◆ Work task ◆
Extract all of the entries and set them down verbatim.

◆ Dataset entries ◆
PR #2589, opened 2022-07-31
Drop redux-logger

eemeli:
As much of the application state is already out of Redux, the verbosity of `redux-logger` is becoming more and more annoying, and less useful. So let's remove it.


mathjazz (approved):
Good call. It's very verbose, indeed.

◆ Written answer ◆
PR #2589, opened 2022-07-31
Drop redux-logger

eemeli:
As much of the application state is already out of Redux, the verbosity of `redux-logger` is becoming more and more annoying, and less useful. So let's remove it.


mathjazz (approved):
Good call. It's very verbose, indeed.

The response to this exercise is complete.